Note also that all subsets of a set form a sigma algebra. Therefore for any measure that has unmeasurable sets, there exists a sigma algebra in which not all sets are measurable, namely the sigma algebra of all subsets.
Therefore if you mean “for a given arbitrary measure, are the sets in every sigma algebra measurable” the answer is no: Since every set is member of the sigma algebra of all subsets, any measure with unmeasurable sets is a counterexample.
A: Given a set $X$ and any $\sigma$-algebra (denoted $\mathcal{P}_\sigma\left(X\right)$) of $X$, is there always an outer measure $\mu^*$ on $X$ (which, by definition, applies to all subsets of $X$ including $\mathcal{P}_\sigma\left(X\right)$), so that $\mathcal{P}_\sigma\left(X\right)$ is the set of all $\mu^*$-measurable subsets of $X$?
At this point, if the answer is yes, we don't assume that this outer measure is unique. In other words, if the answer is yes, we should presume that there are many such outer measures. Therefore, to find the condition of the positive answer to this question means to at least raise one example.
Since the answer asks for something not necessarily exist for a given $\sigma$-algebra, we must start with something always exist for any $\sigma$-algebra. What we do is direct define such a thing on $\sigma$-algebra, and better it can be related in some way to outer measure.
Since we know that 1) Given an outer measure $\mu^*$ on $X$, the set of all $\mu^*$-measurable subsets of $X$ is a $\sigma$-algebra of $X$; and 2) Any outer measure $\mu^*$ is countably additive on pair-wise disjoint $\mu^*$-measurable sets. So, what we try to define for a $\sigma$-algebra $\mathcal{P}_\sigma\left(X\right)$ of a set $X$ is an outer measure $\mu^*$ that is countably additive on pair-wise disjoint elements of $\mathcal{P}_\sigma\left(X\right)$. We call the latter a measure.
The next several steps to reach the answer to the original question is similarly written in most textbooks. Namely, check if the measure space is both $\sigma$-finite and complete. If so, extent the measure $\mu$ to an outer measure $\mu^*$ in the sense of Caratheodory and we get one what the question asked for. If not so, try another measure.

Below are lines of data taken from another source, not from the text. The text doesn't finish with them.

PR #186, opened 2021-07-05
Fix bind error messages appearing in non-interactive windows

### LINKED ISSUE #183: fzf results contain bind commands
## Describe the bug
adding `fzf_configure_bindings --directory=\cf` to `config.fish` adds additional lines of text to all fzf results:

`bind --preset \\cv fish_clipboard_paste`
`bind --preset -M insert \\cv fish_clipboard_paste`

## Screenshots
example1

example2

image

## Environment

- [x ] I have made sure my CLIs meet the [minimum version requirements](https://github.com/PatrickF1/fzf.fish#installation)

Versions installed:

- Fish: [e.g. 3.2.2] Fish Shell 3.3.0
- fzf.fish: [e.g. 7.0] check
- plugin manager: [e.g. fisher 4.3.0] check
- terminal: [e.g. iTerm] ITerm 3.48
- OS: [e.g. macOS 10.15.7] macOS BigSur 11.4

## Additional context

Anything else?

kidonng:
This fixes #183, which is a resulting bug from #180.

## Explanation of the issue

#180 makes `$_fzf_search_vars_command` unavailable for non-interactive sessions. However, `fzf_configure_bindings` depends on that variable being available. If the user puts `fzf_configure_bindings` in their `config.fish`, `fzf_configure_bindings` gets executed in non-interactive sessions e.g. fzf preview windows or by tide, and the following line in the function...

https://github.com/PatrickF1/fzf.fish/blob/17d54b576919ee77644779db2dcae56d372a8830/functions/fzf_configure_bindings.fish#L33

...essentially becomes: 

```fish
test -n $key_sequences[5] && bind --mode $mode $key_sequences[5]
```

which results in error message like `bind --preset \cv fish_clipboard_paste` or `bind: No binding found for sequence '\cv'`.

## Solution
Don't execute the entirety of `fzf_configure_bindings` if not in interactive mode. And for good measure, quote `_fzf_search_vars_command` so that even if it does get executed, the bind command will run successfully.

### DIFF
--- a/conf.d/fzf.fish
+++ b/conf.d/fzf.fish
@@ -1,14 +1,13 @@
-# fzf.fish is only meant to be used in interactive mode. If not in interactive mode and not in CI, skip the config to speed up shell startup
-if not status is-interactive && test "$CI" != true
-    exit
-end
-
 # Because of scoping rules, to capture the shell variables exactly as they are, we must read
 # them before even executing _fzf_search_variables. We use psub to store the
 # variables' info in temporary files and pass in the filenames as arguments.
 # # This variable is global so that it can be referenced by fzf_configure_bindings and in tests
 set --global _fzf_search_vars_command '_fzf_search_variables (set --show | psub) (set --names | psub)'
 
+# fzf.fish is only meant to be used in interactive mode. If not in interactive mode and not in CI, skip the config to speed up shell startup
+if not status is-interactive && test "$CI" != true
+    exit
+end
 
 # Install the default bindings, which are mnemonic and minimally conflict with fish's preset bindings
 fzf_configure_bindings
--- a/conf.d/fzf.fish
+++ b/conf.d/fzf.fish
@@ -1,13 +1,14 @@
+# fzf.fish is only meant to be used in interactive mode. If not in interactive mode and not in CI, skip the config to speed up shell startup
+if not status is-interactive && test "$CI" != true
+    exit
+end
+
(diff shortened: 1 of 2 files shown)


PatrickF1:
Hi, thanks for discovering the root of the bug! Very clever, I was kinda stuck.
Wouldn't it be better to just add `status -i || exit` in fzf_configure_bindings?

PatrickF1:
Yeah, fish doesn't even bind any of the preset bindings in non-interactive:
```
fish -c '                                                                                                       
         echo testing non-interactive mode bindings
         bind --user
     '
testing non-interactive mode bindings
```
So I think it makes sense for it to just do nothing.

PatrickF1:
Ok I'm just going to go with adding `status -i || exit` to the `configure_fzf_bindings` rather than setting `_fzf_search_vars_command` even when in non-interactive. Reason being
1. `configure_fzf_bindings` doesn't need to run in non-interactive anyway
2. fish doesn't even bind any of the preset bindings in non-interactive
3. this is the most performance optimal: it reduces the amount of code executed in both `conf.d/fzf.fish` and `configure_fzf_bindings` when in non-interactive mode

kidonng:
Sorry for the delay! I was going to reply right after your last comment, but somehow it just got put off.

> Wouldn't it be better to just add `status -i || exit` in fzf_configure_bindings?

Sure that seems reasonable.

PR #188, opened 2021-07-12
[RFC] Add support for z

rominf:
Hi. I've created support for https://github.com/jethrokuan/z. I did it very quickly, in about an hour. Sorry, I've read the contribution guide too lately. So, please let me know if I should write tests for this, or will it be discarded anyway for some reason (then I'll move this code to a separate plugin). GIF is also missing, of course.

### DIFF
--- a/README.md
+++ b/README.md
@@ -61,6 +61,12 @@ Use `fzf.fish` to interactively find and insert different shell entities into th
 
 _The prompt used in the screencasts was created using [IlanCosman/tide][]._
 
+### Most visited directories
+
+- **Search input:** listing of most visited directories, provided by [z][]
+- **Key binding and mnemonic:** <kbd>Ctrl</kbd>+<kbd>Alt</kbd>+<kbd>Z</kbd> (`Z` for z)
+- **Preview window:** directory contents
+
 ## Installation
 
 First, install a proper version of these CLIs:
@@ -71,6 +77,7 @@ First, install a proper version of these CLIs:
 | [fzf][]  | 0.27.2                   | command-line fuzzy finder that powers this plugin |
 | [fd][]   | 7.5.0                    | much faster and friendlier alternative to `find`  |
 | [bat][]  | 0.16.0                   | smarter `cat` with syntax highlighting            |
+| [z][]    | <2.7.0                   | pure-fish z directory jumping                     |
 
 On certain distribution of Linux, you need to alias `fdfind` to `fd` (see [#93](https://github.com/PatrickF1/fzf.fish/discussions/93)).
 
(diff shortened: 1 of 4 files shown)


PatrickF1:
Hey Roman, thanks for the PR! This is a very interesting and clever idea, but I'm afraid it's not a good for this plugin for these reasons
1. Not everyone uses z, there are many alternatives such as https://github.com/ajeetdsouza/zoxide, https://github.com/b4b4r07/enhancd, https://github.com/oh-my-fish/plugin-z (though I admit I've only seen 2-3 people use this one). I only want to add features that people can and will use. You might wonder why I require `fd` and `bat` then. Well, the user only has to install it, but everyone has a need for searching and previewing files quickly.
2. I actually slightly regret adding a dependency for fd and bat and I don't want to add more dependencies.

Sorry to be a wet blanket! Sorry that you already put in so much work. Good luck making this a separate plugin :)

rominf:
Hi Patrick!

Is your word final? Because I have ideas, how to satisfy almost everyone :)

First of all, it's possible to build this "search in directory history" upon this built-in fish command: https://fishshell.com/docs/current/cmds/dirh.html#cmd-dirh by default. So, no extra dependencies are needed.

And second, what is related to this, is that all these "better cd" programs share in common that they generate a list of directories. Actually, the only thing we need for this plugin is to get this list, so considering that the number of popular "better cd" programs is limited, I would just ask the user to define a variable: `fzf_cd_provider` (one of `fish-shell/fish-shell` (the default) `ajeetdsouza/zoxide`, `jethrokuan/z`, `skywind3000/z.lua`, etc.). If this variable is not defined (by default), the feature is disabled, otherwise, the plugin just selects the appropriate command to extract the list of directories and handles this list the same way for all providers. Hence, we get:
1. No extra hard dependencies, but still useful behavior by default.
2. Support for multiple "better cd" programs, which can be selected using just one intuitive variable.
3. Not so much code for supporting this functionality.
If the user uses something really rare, he/she can just overwrite a function for getting the list of directories.

I volunteer to implement everything. What do you think?

PatrickF1:
Hi Roman!
Wow I really appreciate the enthusiasm! What you described actually sounds very viable and well-engineered except the fact that the formats of the files might be different, so you'd have to parse them differently, and possibly even from binary.
However, one thing I should have mentioned actually, is I have low interest in this feature right now. Each new feature added to this plugin is more surface area for bugs, question, maintenance, new development, and I'm pretty strapped for time as it is.

Two consolations I can give you
1. I might change my mind later when my personal life gets less busy, but that might be a year from now
2. if you make your own plugin, I'd be happy to mention it somewhere in the project to give you publicity :)

PR #194, opened 2021-08-15
Set SHELL and FZF_DEFAULT_OPTS in wrapper around fzf

PatrickF1:
Create a wrapper around internal execution of fzf, and in it set `SHELL` and `FZF_DEFAULT_OPTS`. This has three huge advantages:
1. Before `FZF_DEFAULT_OPTS` was set in config.fish. By moving that code into an internal wrapper, we no longer meaningfully dirty the shell environment. This means fewer side-effects as a result of installing this plugin and so feels a lot purer.
2. This eliminates the problem of properly uninstalling the default `FZF_DEFAULT_OPTS` in the uninstall function.
2. We have finally consolidated of the code that forces `SHELL` to be fish.

### DIFF
--- a/functions/_fzf_configure_bindings_help.fish
+++ b/functions/_fzf_configure_bindings_help.fish
@@ -21,7 +21,7 @@ DESCRIPTION
     sequences. Rather, consider using fish_key_reader to manually validate them.
 
     In terms of experimentation, fzf_configure_bindings erases any bindings it previously installed
-    before installing new ones so it can be repeatedly invoked in the same fish session without
+    before installing new ones so it can be repeatedly executed in the same fish session without
     problem. Once the desired fzf_configure_bindings command has been found, add it to config.fish
     in order to persist the bindings.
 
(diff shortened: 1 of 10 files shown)


functions/_fzf_configure_bindings_help.fish
```diff
@@ -21,7 +21,7 @@ DESCRIPTION
     sequences. Rather, consider using fish_key_reader to manually validate them.
 
     In terms of experimentation, fzf_configure_bindings erases any bindings it previously installed
-    before installing new ones so it can be repeatedly invoked in the same fish session without
+    before installing new ones so it can be repeatedly executed in the same fish session without
```
PatrickF1, line 24: out of scope change: simply using consistent terminology of execute a function instead of invoke a function

functions/_fzf_search_git_log.fish
```diff
@@ -2,16 +2,12 @@ function _fzf_search_git_log --description "Search the output of git log and pre
     if not git rev-parse --git-dir >/dev/null 2>&1
         echo '_fzf_search_git_log: Not in a git repository.' >&2
     else
-        # Make sure that fzf uses fish to execute git show.
-        # See similar comment in _fzf_search_variables.fish.
-        set --local --export SHELL (command --search fish)
```
PatrickF1, line 7: this was actually unnecessary, forgot to remove it in a previous PR

functions/_fzf_search_history.fish
```diff
@@ -2,14 +2,10 @@ function _fzf_search_history --description "Search command history. Replace the
     # history merge incorporates history changes from other fish sessions
     builtin history merge
 
-    # Make sure that fzf uses fish so we can run fish_indent.
-    # See similar comment in _fzf_search_variables.fish.
-    set --local --export SHELL (command --search fish)
```
PatrickF1, line 7: this was also unnecessary b/c fish_indent is a binary that is most likely available in other shells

There are many examples of general measure spaces that are both $\sigma$-finite and complete.
Therefore, the answer to the question is conditionally yes: if on this $\sigma$-algebra there exists a measure by which the measure space is $\sigma$-finite and complete then yes.
Of course, this only converts the question into a next one: is there always a measure on any $\sigma$-algebra of a set that is $\sigma$-finite and complete? Fact: the Borel $\sigma$-algebra on $\mathbb{R}$ is not complete with respect to any $\sigma$-finite measure.